Saturday, March 12, 2011

SimpleXMLElement and EntityRef XML parser

I am using the PHP class SimpleXMLElement to take care of parsing some XML data that I am sourcing from 3rd parties. It had been working well for a while, but I just discovered an error that was popping up frequently. This error was "XML parser error : EntityRef: expecting ';'".

This error comes about as a result of XML input data being improperly encoded. Two data sources I was using had encoded things like "&", "<" and ">" by leaving off the semi-colon. In other words, the ampersand had been encoded as "&" instead of "&". SimpleXMLElement doesn't like this and throws a warning fest.

To fix the problem, I added a line before calling SimpleXMLElement:
$xmldata = preg_replace('/&(amp|lt|gt)([^;])/', '&$1;$2', $xmldata);
$obj_xml = new SimpleXMLElement($xmldata);

The preg_replace fixes the encoding problem and adds the ampersand for you. Just a note, this will only fix the encoding for the three characters I specified above ("&", "<" and ">"). If there are others that are causing problems, you'll have to add them to the first argument of preg_replace().

Here is another blog/article that helped me discover the underlying issue.

Wednesday, March 2, 2011

Computer Backups

I use Backblaze to back-up my computer's files. Let me explain why...

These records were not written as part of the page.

PR #330, opened 2026-02-05
Fix Ruby 4.0 compatibility: replace CGI with URI in DirectFileStore

dannote:
CGI.parse and CGI.escape methods were removed from the `cgi` gem in Ruby 4.0. The `cgi` gem now only provides `CGI.escape`/`CGI.unescape` for HTML escaping, and `CGI.escapeURIComponent`/`CGI.unescapeURIComponent` for URI components.

This PR replaces:
- `CGI::parse(query_string)` → `URI.decode_www_form(query_string).to_h`
- `CGI::escape` in query string building → `URI.encode_www_form`

The `uri` module is part of Ruby's standard library and doesn't require an additional dependency.

**Testing:**
- All existing specs pass
- Tested manually with Ruby 4.0.1 in production environment

### DIFF
--- a/lib/prometheus/client/data_stores/direct_file_store.rb
+++ b/lib/prometheus/client/data_stores/direct_file_store.rb
@@ -1,5 +1,5 @@
 require 'fileutils'
-require "cgi"
+require "uri"
 
 module Prometheus
   module Client
@@ -133,12 +133,9 @@ module Prometheus
               begin
                 store = FileMappedDict.new(file_path, true)
                 store.all_values.each do |(labelset_qs, v, ts)|
-                  # Labels come as a query string, and CGI::parse returns arrays for each key
-                  # "foo=bar&x=y" => { "foo" => ["bar"], "x" => ["y"] }
-                  # Turn the keys back into symbols, and remove the arrays
-                  label_set = CGI::parse(labelset_qs).map do |k, vs|
-                    [k.to_sym, vs.first]
-                  end.to_h
+                  # Labels come as a query string
+                  # "foo=bar&x=y" => { foo: "bar", x: "y" }
+                  label_set = URI.decode_www_form(labelset_qs).to_h.transform_keys(&:to_sym)
 
                   stores_data[label_set] << [v, ts]
                 end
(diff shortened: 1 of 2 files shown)


Sinjo:
Sorry this has taken me so long to get to.

I definitely like the idea of using `URI` since it's still part of the Ruby stdlib. It lets us avoid the extra dependency I introduced in #327.

I wanted to be really sure that we weren't going to run into any unintended side-effects with weird Unicode characters. It struck me that computers are fast and there aren't that many characters, so it's easy to exhaustively test the two serialisation/deserialisation approaches:

```ruby
#!/usr/bin/env ruby

require 'cgi'
require 'uri'

# Encoding differences
(0x0000..0x10FFFF).map { |i|
  begin
    s = i.chr(Encoding::UTF_8)
  rescue RangeError => _
    next
  end

  [
    i,
    s,
    CGI::escape(s),
    URI::encode_www_form([s]),
  ]
}.compact.filter { |a|
  a[2] != a[3]
}.each { |a|
  puts "Encoding differed for codepoint: #{a[0]} CGI: #{a[2]} URI: #{a[3]}"
}

# Round-trip failures
(0x0000..0x10FFFF).map { |i|
  begin
    s = i.chr(Encoding::UTF_8)
  rescue RangeError => _
    next
  end

  [
    i,
    s,
    CGI::parse(CGI::escape(s)).first.first,
    URI::decode_www_form(URI::encode_www_form([s])).first.first,
  ]
}.compact.filter { |a|
  a[1] != a[2] || a[1] != a[3]
}.each { |a|
  puts "Round-trip differed for codepoint: #{a[0]} CGI: #{a[2]} URI: #{a[3]}"
}
```

which results in:

```
$ bundle exec ./my_utf8_test.rb
Encoding differed for codepoint: 42 CGI: %2A URI: *
Encoding differed for codepoint: 126 CGI: ~ URI: %7E
```

Most importantly, round-tripping works equally well in both approaches. I don't think the two characters they encode differently are problematic for our usage.

I'm going to merge this and get a release out.

Sinjo (approved):

PR #332, opened 2026-04-15
Add quantiles to summaries

cyberdelia:
Calculate quantiles in summaries, this makes `Summary` actually useful for this client. This reuse the default parameters from the Go client to be somewhat consistent.

### DIFF
--- a/lib/prometheus/client/formats/text.rb
+++ b/lib/prometheus/client/formats/text.rb
@@ -50,6 +50,11 @@ module Prometheus
           end
 
           def summary(name, set, value)
+            value.each do |k, v|
+              next if k == "sum" || k == "count"
+              yield metric(name, labels(set.merge(quantile: k)), v)
+            end
+
             l = labels(set)
             yield metric("#{name}_sum", l, value["sum"])
             yield metric("#{name}_count", l, value["count"])
--- a/lib/prometheus/client/registry.rb
+++ b/lib/prometheus/client/registry.rb
@@ -45,11 +45,17 @@ module Prometheus
                              store_settings: store_settings))
       end
 
-      def summary(name, docstring:, labels: [], preset_labels: {}, store_settings: {})
+      def summary(name, docstring:, labels: [], preset_labels: {},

It is always important to have your files backed-up. And to have those files backed-up in a location that is secure. That is, away from your computer and locked and/or encrypted. There are a few big players in the online backup service sector. Carbonite and Mozy are both good examples.

It is important to have all my files backed up, especially on my work computer. If something were to happen, like fire or theft, I need to have a backup copy of all my files so I can get back to work as soon as possible. The great thing about online back-up services is that your back-up happens automatically, whenever you have an internet connection. The more automated the better!

I've been using Carbonite for the past couple of years for my laptop. It has worked pretty good. I like how they add a little icon in your file explorer on top of each folder and file that is backed up. It is a great visual cue that helps me to see exactly what is backed up and what is not.

HOWEVER, over the past few months my computer fan will turn on really loud, even when I am not using the computer. Looking closer I found that Carbonite's software was eating around 50% of my processor, causing my computer to heat up and the fan to turn on. As soon as I disabled Carbonite, the CPU utilization fell and the fan turned off. That's not right!

Well, I finally broke down and contacted their technical support. First, their technical support sucks. They have a crumby web interface, their emails are formated all funny, and the people on the other end take forever to get back to you. But, the worst part is that after I jumped through their hoops and they finally got back to me, all they said is that I use my computer "too much." Seriously!? It runs at 50% even when I am not using my computer.

What a waste of my time.

SO, now I am using Backblaze. I heard about them a while back through this Slashdot article about how they had made their hardware design public. Very cool: open-source hardware. Now that's an innovative company. And, as a double bonus, they will encrypt my files in a way that is extra safe. Only I can open my files. (I have a feeling those tech guys are Carbonite can browse my personal files whenever they'd like.) Last, but not least, when I need to restore my backed-up files, they will mail me a physical disk with all my files on it. Awesome!

And, I must mention this because I am a web designer, the Backblaze website is WAY better looking. Nice work, guys!